Kevin:And there were a number of opportunities with other boys in the neighborhood where I was able to play truth or dare or, you know, these innocent activities with other boys. And so I had a number of sexual experiences up until I was maybe 15 years old. I could probably count them on two hands. But, I mean, they left a mark.
You know, they were exciting, they were fun. They were fun.
Matt:And all the while, Kevin is also forming deep friendships with girls. That, too, felt completely natural.
Kevin:My favorite was Nanette, who lived across the street.
And when Little Mermaid came out, like, we watched it eight times in theater, and then we would always dance around in her basement and pretend to be mermaids. And, you know, so it was. It was difficult to connect with boys. I didn't really know how, at least not in the way I wanted to.
Matt:Around age 15, the Mormon pressure really kicked in. Time to prepare for a mission.
Kevin:I started getting. I was really involved in church. I was very religious and decided. I mean, I had known for a while that I was sinning.
You know, at least that was the mentality at the time. And I needed to start preparing for a mission, to serve mission for the church.
But I never confessed anything to my bishop, and I'm glad I didn't, or they probably would have put me in some intense therapy.
Matt:Oh, this is when it gets really explosive. This is the teenage boy taking too much time in the bathroom part of the story and having to get the talk, if you can even call it that.

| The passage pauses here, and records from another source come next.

PR #8766, opened 2025-01-27
usb gpu

nimlgen:
rebasing on master


geohot:
Does this work on 7600 on tiny10? What's the timing for a cold boot on test_tiny?

nimlgen:
sorry, haven't made it work for 7600 today. tried to get >4g addresses, since we got discovery there to offset regs (it's hardcoded for 7900 now). so resizable bar shows only 256mb supported size (and i don't know if 64-bit tlps are supported at all by the controller). will do tomorrow or at least hardcode to collect boot times.

once we get sdma working we'll be like nvme. since nvme is the initiator of all transfers, the fw just sets up several bytes in the ring for the nvme (like addresses to push/pull data to/from). so going to try to see if the controller can be the initiator of fast (large) transfers, since we need this to load fw to the gpu.

geohot:
ahh cool, yea firmware load might have to be through the controller. what's really important for speed is data/weight transfer once the GPU is booted, makes sense SDMA is the same as NVMe. maybe you can boot that firmware first (after the PSP) to bring up the rest.

nimlgen:
so, will move queues to the controller, otherwise putting into the queues makes it so slow.
maybe timeline signals as well.

0xA000-0xAFFF and 0xB000-0xB1FF should be available (maybe not the whole space, since controller will try to write nvme commands)

tinygrad/runtime/ops_amd.py
```diff
@@ -834,15 +879,16 @@ def __init__(self, device:str=""):
...
-    self.sdma_queue = self.create_queue(kfd.KFD_IOC_QUEUE_TYPE_SDMA, 0x800000)
+    self.compute_queue = self.create_queue(kfd.KFD_IOC_QUEUE_TYPE_COMPUTE, queue_size, ctx_save_restore_size=wg_data_size + ctl_stack_size,
+                                           eop_buffer_size=0x1000, ctl_stack_size=ctl_stack_size, debug_memory_size=debug_memory_size)
+    self.sdma_queue = self.create_queue(kfd.KFD_IOC_QUEUE_TYPE_SDMA, queue_size)
 
     super().__init__(device, AMDAllocator(self), AMDLLVMRenderer(self.arch) if getenv("AMD_LLVM", 0) else AMDRenderer(self.arch),
                      AMDLLVMCompiler(self.arch) if getenv("AMD_LLVM", 0) else HIPCompiler(self.arch), functools.partial(AMDProgram, self),
-                     AMDSignal, functools.partial(AMDComputeQueue, self), functools.partial(AMDCopyQueue, self, max_copy_size=max_copy_size))
+                     AMDSignal, functools.partial(AMDComputeQueue, self), functools.partial(AMDCopyQueue, self, max_copy_size=max_copy_size),
+                     kernargs_size=(8 << 10) if self.dev_iface.__class__ is USBIface else (16 << 20))
```
geohot, line 891: use isinstance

Kevin:I think I was probably 11 or 12 years old. I was that young. And I think I was just playing with myself in the bathtub, and they shot out, and I was like, what is this?

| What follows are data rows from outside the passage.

PR #11611, opened 2025-08-11
new x86 backend

ttomsa:
So I quite like this design, it's very information dense and clear (besides the dictionary mess) and keeps the complexity in the pm. There's a clear separation of abstractions, MUOps only know about operands and encoding fields and the pm is the bridge. Hacks to deal with noops or coalescing are gone. A big thing about x86 is that almost every instruction can take a memory operand. Before, adding that functionality would require a bunch of if statements to check for specific ops and dtypes but now we get it for free by just checking if the operand is in the right field. The allocator is still a bit of a mess, I just mostly copied the old implementation. A better way is a priority queue and spill/fill instructions are added to it like any other instruction instead of having the spill code serve as a bridge between register and memory. That's now much easier because we're not dealing with a dag anymore. Still, a decent amount of stuff is left but hopefully this pr will actually get merged.
Also, `DEBUG >=8` prints the assembly with virtual registers.

### DIFF
--- a/tinygrad/codegen/__init__.py
+++ b/tinygrad/codegen/__init__.py
@@ -85,7 +85,7 @@ def full_rewrite_to_sink(sink:UOp, ren:Renderer|None=None, optimize:bool=True) -
   sink = graph_rewrite(sink, symbolic, name="post index symbolic")
 
   # optional pre matcher
-  if ren.pre_matcher is not None: sink = graph_rewrite(sink, ren.pre_matcher, name="pre_matcher")
+  if ren.pre_matcher is not None: sink = graph_rewrite(sink, ren.pre_matcher, ctx=ren, name="pre_matcher")
 
   # decompositions
   supported_ops = tuple(ren.code_for_op.keys())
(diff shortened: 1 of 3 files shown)


ttomsa:
example:
```
from tinygrad import Tensor
a = Tensor([1,2,3])
b = Tensor([1,2,3])
c = a + b
print(c.numpy())
```

before register allocation:
```
mov v0, v0
mov v1, v1
mov v2, v2
mov v3, 0
.LOOP_0:
movsxd v4, v3
mov v5, v4
shl v5, 2
mov v6, v1
add v6, v5
mov v8, [v6]
mov v9, v2
add v9, v5
mov v11, [v9]
mov v12, v8
add v12, v11
mov v13, v0
add v13, v5
mov [v13], v12
add v3, 1
cmp v3, 3
jl .LOOP_0:
```

after register allocation:
```
mov rdi, rdi
mov rsi, rsi
mov rdx, rdx
mov rax, 0
.LOOP_0:
movsxd rcx, rax
mov rcx, rcx
shl rcx, 2
mov rbx, rsi
add rbx, rcx
mov r8, [rbx]
mov rbx, rdx
add rbx, rcx
mov r9, [rbx]
mov r8, r8
add r8, r9
mov r9, rdi
add r9, rcx
mov [r9], r8
add rax, 1
cmp rax, 3
jl .LOOP_0:
ret
```

ttomsa:
this is almost ready I'm going to start opening sub prs

ttomsa:
@geohot this is ready

geohot:
We discussed this on Discord, I don't think assembly backends should have MUOp. Most of the lowering to assembly should be prelinearization.

PR #11612, opened 2025-08-11
Support cubic mode for ONNX Resize OP 

geohotstan:


extra/onnx.py
```diff
@@ -762,7 +762,42 @@ def _apply_transformation(input_sz, output_sz, scale_dim, mode):
...
+        reshape[i] = expand[i] = sizes[i]
+
+        p = index.floor().int()
+        ratio = index - p
+
+        # Calculate indices
+        idx0, idx1, idx2, idx3 = [p + i for i in [-1, 0, 1, 2]]
+
+        # Calculate coefficients
+        c0 = ((A * (ratio + 1) - 5 * A) * (ratio + 1) + 8 * A) * (ratio + 1) - 4 * A
```
chenyuxyz: can you add a comment / reference to these? it's not clear to me why is it `(A * (ratio + 1) - 5 * A` and not `(A * (ratio - 4))` for example

chenyuxyz: having these as polynomials of ration and (1-ratio) seems reasonable, but (ratio+1) is weird to me

extra/onnx.py
```diff
@@ -755,14 +755,60 @@ def _apply_transformation(input_sz, output_sz, scale_dim, mode):
...
-    if mode == "cubic": raise NotImplementedError("cubic interpolation is not implemented")
+
+    if mode == "cubic":
+      A = cubic_coeff_a
+      def keys_kernel(x:Tensor):
+        # https://wikimedia.org/api/rest_v1/media/math/render/svg/7835668875c7c0284063c9f2eafc3b1022692e03
+        ax = x.abs()
+        ax2 = ax * ax
+        ax3 = ax2 * ax
+        w0_1 = (A + 2) * ax3 - (A + 3) * ax2 + 1
```
chenyuxyz: use `polyN`?

geohotstan:
This current vers is a bit slower than the `sam` onnx model branch version, but I think it's more correct and more readable. (after stressing over this a bit, I think I see some other simplifications...)

I think in the onnx reference impl (which is where I got `ratio+1` from), they do some weird simplification with the knowledge that ratio is (0, 1] to start: https://github.com/onnx/onnx/blob/main/onnx/reference/ops/op_resize.py#L231-L237

They end up simplifying away the `.abs()` in the piecewise function.

geohotstan:
ok gemini can indeed vibe faster cubic interp impls xD, but they're all pretty crazy and harder to understand.

chenyuxyz:
cool yea this looks fine. perf improvements are welcome but we also need better profiling script to justify the tradeoff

I also remember having wet dreams, and they were like, the greatest fantasies ever. But it was also innocent back then. And of course, I. I didn't know how to tell my parents about what I was experiencing.
I didn't know what was happening to my body.

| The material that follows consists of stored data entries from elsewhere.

PR #11613, opened 2025-08-11
rewrite sort idx

chenyuxyz:
`((idx.unsqueeze(dim) <= idx.unsqueeze(dim+1))` is just a lower triangular. not clear why rewrite did not figure it out, but this made `JITBEAM=2 PYTHONPATH=. python3 examples/olmoe.py` 5% faster.

more can be done in topk by only compute the idx for the topk and not the full sorted stuff

### DIFF
--- a/tinygrad/tensor.py
+++ b/tinygrad/tensor.py
@@ -2871,11 +2871,11 @@ class Tensor(MathTrait):
         x = blue_box.cat(flipped_green_box.flip(flip_dims), dim=crossover_dim)
     x = x.flatten(dim, dim+n_stages-1).shrink(tuple((0, s) for s in self.shape))
     # compute indices for sorted values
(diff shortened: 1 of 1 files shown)


geohotstan:
> more can be done in topk by only compute the idx for the topk and not the full sorted stuff

pytorch's topk doesn't have a `stable` parameter so it expects the full sorted idx (if I understood you correctly)
I have tried adding our own `topk(..., stable=False)` and the speed up wasn't much :s

chenyuxyz:
oh it's not related to stable. more like in the last stage of comparison, we don't need to cat top and bottom if k is smaller than half of the dim. can go back more if we are picking top 8 of 64

chenyuxyz:
i am not sure how much can be gained from `sel` on olmoe
`sel = ((probs.unsqueeze(-1)==g)*Tensor.arange(self.num_experts)).sum(1)` does not really help, and i don't think it can be simpler than this

anyway merging this one as i think it's slightly more readable

PR #11615, opened 2025-08-11
viz: timeline perf try 2

Qazalin:


Qazalin:
Two issues blocking this patch:
1. Proxy rects get smaller when zoomed in
2. Lack of tooltip info in merged rects, eg. it should say how many events are merged

It also doesn't address the memory graph, moving to https://github.com/tinygrad/tinygrad/pull/11898

PR #11641, opened 2025-08-12
simplify onnx cubic

chenyuxyz:
we can drop the double where and abs since we know which ranges the inputs map into


chenyuxyz:
@geohotstan fyi

PR #11559, opened 2025-08-07
support sam2_hiear2_tiny onnx

geohotstan:
wrote hacks to pass cubic interp test.
There are a lot of problems with that resize op. 
I have some of the problems resolved in https://github.com/tinygrad/tinygrad/pull/9609/files, so I might go from there to once and for all write a correct resize op.

Regarding perf on m1 pro:
```
(tinygrad) zibo@cloud:~/fun/tiny/tinygrad$ MODEL=sam2_hiear2_tiny PYTHONPATH=. python test/external/external_model_benchmark.py 
sam2_hiear2_tiny tinygrad_metal_jitless    1860.92 ms
sam2_hiear2_tiny tinygrad_metal_jit          34.16 ms
sam2_hiear2_tiny tinygrad_cpu_jitless      2655.32 ms
sam2_hiear2_tiny tinygrad_cpu_jit           679.48 ms
sam2_hiear2_tinyonnx2torch       NotImplementedError
sam2_hiear2_tiny onnxruntime_cpu             66.50 ms
sam2_hiear2_tiny onnxruntime_coreml          68.97 ms
sam2_hiear2_tinyoutputs validated on device='METAL' with rtol=2.0e-03, atol=2.0e-03
sam2_hiear2_tinyoutputs validated on device='CPU' with rtol=2.0e-03, atol=2.0e-03
```

Here're the ops used:
```
Counter({'Constant': 923, 'Unsqueeze': 234, 'Cast': 151, 'Shape': 122, 'Gather': 122, 'Add': 121, 'Mul': 109, 'Concat': 98, 'Transpose': 89, 'Reshape': 84, 'MatMul': 75, 'Div': 67, 'Mod': 48, 'Squeeze': 36, 'Sub': 35, 'Slice': 27, 'LayerNormalization': 25, 'Split': 12, 'Softmax': 12, 'Tanh': 12, 'ConstantOfShape': 9, 'Pad': 9, 'Gemm': 7, 'MaxPool': 6, 'Relu': 5, 'If': 2, 'Conv': 1, 'Resize': 1, 'Size': 1, 'Greater': 1, 'Less': 1, 'Tile': 1, 'ReduceMean': 1, 'Flatten': 1, 'ReduceSum': 1, 'Sqrt': 1, 'Clip': 1})
```

PR #11648, opened 2025-08-13
Support onnx If OP

geohotstan:
Thinking of adding both sam_hiear_tiny and a model from huggingface that uses `If` into tests.
Should I do it this PR or another PR? I guess adding both of those does validate If op... 🤔 
also if add test, then I guess #11559 can be closed and this PR can fix that issue.

Also I verified that `SubGraphOnnxRunner` is enough to run `Loop` op too. I haven't tried Scan yet.


chenyuxyz:
let's add `sam_hiear_tiny` only after comma launches that model, my understanding is that they are still updating / exploring the model.

I think unit tests in this pr is good enough to merge, is this faster than the old pr? if so, we can close the old pr and I will ask them for more feedback.

geohotstan:
Figured out the reason for slowness from [ef0df0d](https://github.com/tinygrad/tinygrad/pull/11648/commits/ef0df0d69982e9feed41b224b43471eb6b2a305f)

reason was `SubGraphOnnxRunner` was holding references to `Buffer`s (Tensor) preventing it from `deallocate` by python gc.
speed is the same as old branch when I hand dereference the Tensors (3 less kernels compared to old branch).
Maybe there's a better way than subclassing `OnnxRunner`...

chenyuxyz:
i heard that the if in that model is just some consts, and it's fine if they manually remove that layer in the model. Maybe consider supporting a more basic case here as const is free?

chenyuxyz:
i merged the test and proposed fix

geohotstan:
> i heard that the if in that model is just some consts, and it's fine if they manually remove that layer in the model. Maybe consider supporting a more basic case here as const is free?

Yeah there are a lot of weird parts to that model

Like all the Gather Ops are doing indexing on Shape Op output (Shape Op returns the shape of a Tensor as a Tensor)
Out of all the Gather Ops, there are also several that's doing: 
```
91: op 'Gather' opt {'axis': 0}
	inputs:
		/vision_model/vision/_en/blocks.0/Shape_2_output_0 - <Tensor <UOp METAL (1,) long (<Ops.COPY: 9>, None)> on METAL with grad None>
		/vision_model/vision/_en/blocks.0/Constant_16_output_0 - <Tensor <UOp METAL (1,) long (<Ops.COPY: 9>, None)> on METAL with grad None>
	outputs:
		/vision_model/vision/_en/blocks.0/Gather_2_output_0 - <Tensor <UOp METAL (1,) long (<Ops.COPY: 9>, None)> on METAL with grad None>
```
which... lol

I'll see what I can do.

geohotstan:
[WOOOOOOOO SHAPE CACHE 50% SPEED INCREASE](https://github.com/tinygrad/tinygrad/pull/11648/commits/437ece9076375be8090481c551b88c55a6745625)
sry 100% speed increase since jitted execution time is halved...

geohotstan:
If op can only use `where` when output shapes are equal. `sam2` model hits movement ops shape valueerrors if the output of if op is broadcasted.

If this If op implementation is fine, there are a few follow up PRs to this:
1. shape tensor caching. I'll show the before and after speed of a few models that does shape ops to justify randomly caching Tensors in model fp.
2. `OnnxNode.replace`, like `UOp.replace`, since the OnnxNode recreation stuff isn't exactly pretty.
3. pre-realize non input-dependent values

tinygrad/frontend/onnx.py
```diff
@@ -445,9 +455,10 @@ def get_empty_input_data(self, device:str|None=None, dtype:DType|None=None) -> d
     return {name:Tensor.empty(*spec.shape, device=device, dtype=dtype or spec.dtype) for name, spec in self.graph_inputs.items()}
 
   def to(self, device:str|None):
-    self.graph_values = {k:v.to(device) if isinstance(v, Tensor) else v for k,v in self.graph_values.items()}
+    self.graph_values = {k: (v.to(device) if isinstance(v, Tensor) else v) for k,v in self.graph_values.items()}
     self.graph_nodes = tuple(OnnxNode(n.op, n.opset_id, tuple(n.inputs), tuple(n.outputs),
-                                      {k:v.to(device) if isinstance(v, Tensor) else v for k,v in n.opts.items()}) for n in self.graph_nodes)
+                                      {k: (v.to(device) if isinstance(v, Tensor) or isinstance(v, OnnxRunner) else v) for k,v in n.opts.items()})
```
chenyuxyz: `isinstance(v, (Tensor, OnnxRunner))`

tinygrad/frontend/onnx.py
```diff
@@ -543,6 +554,23 @@ def ___wrapper(R:Tensor, T:int, *inputs:Tensor, **kwargs):
...
+      # dereference intermediate tensors so Buffer can be deallocated
+      for k in intermediate_tensors: del branch.graph_values[k]
+      return out
+    # both branch must be ran before the condition can be evaluated
+    else_out, then_out = run_branch(else_branch), run_branch(then_branch)
+    assert len(else_out) == len(then_out), f"else_out and then_out must have the same number of outputs: {len(else_out)} != {len(then_out)}"
+    # can use where op when output shape is the same
+    if all(t.shape == e.shape for t,e in zip(then_out.values(), else_out.values())):
+      return tuple(condition.where(t,e) for t,e in zip(then_out.values(), else_out.values()))
+    # otherwise, use condition to select the output in python
```
chenyuxyz, line 570: `where` supports broadcasting too right? eval python is wrong in JIT (unless condition is a const and it degenerates)

geohotstan: the output of If OP is not expected to be broadcasted.
When it is broadcasted, the model hits Exception `ValueError: cannot broadcast (1, 1, 1, 1, 1, 1, 1, 96, 1, 8, 1, 8) to new_shape=(1, 1, 1, 1, 1, 1, 1, 1, 4, 1, 8, 96)` during in the next few ops (Tile).

command:
`ORT=1 PYTHONPATH=. python examples/benchmark_onnx.py https://github.com/haraschax/filedump/raw/refs/heads/master/sam2_hiear2_tiny.onnx`

geohotstan:
I just realized `external_model_benchmark` does not use `optimize=True` for its JIT. (unlike `benchmark_onnx`)
So the Shape Tensor cache doesn't seem to have any speed up after `optimize=True`
...

I don't understand JIT 😅 
Why don't we use `optimize=True` everywhere?

tinygrad/frontend/onnx.py
chenyuxyz: printing some shapes, i am seeing
```
condition.shape=(1,), list(then_out.values())[0].shape=(4,), list(else_out.values())[0].shape=(2,)
condition.shape=(1,), list(then_out.values())[0].shape=(1, 1, 1, 96, 8, 8), list(else_out.values())[0].shape=(1, 96, 8, 8)
```

i don't quite understand how this works if subgraph can have non-broadcastable shapes... do both path work with downstream stuff? If the design has a true branching then it's data dependent and we cannot quite support that

geohotstan: so this model is weird
image

both does work with downstream stuff. If one IF op is True, the other one must be False.
so it's either (4,) and (1, 96, 8, 8), or (2,) and (1, 1, 1, 96, 8, 8)

the (4,) and (2,) are args for the `Tile` op (repeat)

geohotstan: what's even more weird is this is downstream from model initializer values (non model input). 
model inputs are `['img', 'big_img']`

chenyuxyz: weird okay, so in this case the whole right sub tree is just some const and we should precompute them all?

geohotstan: yeah it can be precomputed.

update: I tried implementing a thing that runs nodes that are non-input-dependent during `OnnxRunner.__init__` and also pruning the graph of those nodes. It seems to decrease jit memory by a lot for this model. Not much real speed up though (I'm not sure why).

from
```
JIT memory reduced from 0.92 MB -> 0.79 MB, 70 -> 1 bufs
memory reduced from 198.62 MB -> 198.97 MB, 321 -> 1 bufs
```

to 
```
JIT memory reduced from 0.18 MB -> 0.02 MB, 75 -> 1 bufs
memory reduced from 196.22 MB -> 196.57 MB, 312 -> 1 bufs
```

PR #11653, opened 2025-08-13
remove need for cast_vec

geohot:


Rat5ak:
Fucking Oath George, fucking oath.

PR #11657, opened 2025-08-13
amd: enable sdma bind for sdma

nimlgen:
this should be default for am, will run more trainings to see it's safe


geohot:
Still relevant?

PR #11663, opened 2025-08-14
Remove realize from __setitem__ and get TestSetitemLoop.test_arange to be one kernel

oxrinz:
setitem now computes lazily without realize using ops.where


oxrinz:
can't bother, pretty mechanical bounty, if someone wants to take over feel free, this has the most progress out of previous attempts. prob an hour or two of work left

PR #11667, opened 2025-08-14
add Ops.CDIV and Ops.CMOD

S-Lykles:
adding the ops so I can see process replay if I change IDIV to be floor div


Qazalin:
hmm, considering a feature to change the reference commit of process replay.

S-Lykles:
> hmm, considering a feature to change the reference commit of process replay.

That would also be nice

Qazalin:
https://github.com/qazalin/tinygrad/commit/fb586be5b717c002cdb1e7a54bfd3e6106ab7bd0
you can change `master` to any commit hash you want.

For now by manually editing the workflow file, if this becomes common we can auto parse it from the description, eg. `replay-base: 276cfd58c74d7f8432b5f1ff39d33ff85df28133`

geohot:
Like the idea, reopen if relevant

PR #11677, opened 2025-08-15
fix: gracefully handle NVIDIA runtime unavailability in speed tests

ManiBAJPAI22:


nimlgen:
Needs a clear pr which is split in logical parts. I don't understand what this pr should solve

ManiBAJPAI22:
@nimlgen 

Thank you for the feedback! 

## Questions for You
1. Is this a valid issue that should be fixed?
2. Should I create a new, more focused PR?
3. What would be the best approach to solve this?

I want to make sure I'm solving the right problem in the right way. Thanks for your guidance!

And it wasn't until Maybe I was 15, you know, three or four years after I had been masturbating, you know, constantly, that my dad pulled me aside and he's like, kevin, I want to talk to you about masturbation. Do you know what that is? I'm like, what? I'm trying to play innocent. And he's like, that's just not something we practice. It was that formal.
And that was the entire conversation. I was like, okay, dad, thanks.
Matt:That's just not something we practice. And boom. Welcome to Mormon Sex Ed, where the syllabus is basically silence and shame.
Kevin:But I do remember telling my mission president, because it was just eating away at me because I was such a sinner, and I had never told anybody. I'd never confessed my sins. And I remember my mission president was like, well, just don't do it again, and you'll Be okay.
Just, you know, focus on the work and go home, get married as soon as possible and live your life and don't be gay.
Matt:Go home, get married. Easy. Done. Like sexuality's just a bad habit you can kick.
Kevin:We all trust our mission president.
Matt:Kevin came home from his mission with the standard Mormon plan.
Kevin:Well, when I got home from a mission, I was 21 and I quickly started dating and I met my a girl in college and we connected so well. Like, we were really good friends and we both fell in love and we got married by the time we were 22.
It happened all so fast, you know, And I remember thinking, you know, if I... If I get married, all these thoughts about men will go away. I truly believe that.
Matt:What kind of world do we live in that we think this is legit real and we're teaching people this. Yeah. Spoiler. Marrying a woman does not make gay thoughts vanish. Shocking. I know.
Kevin:And so we got married. And unfortunately, I still, it was tempted, quote unquote, to look at pornography, gay porn.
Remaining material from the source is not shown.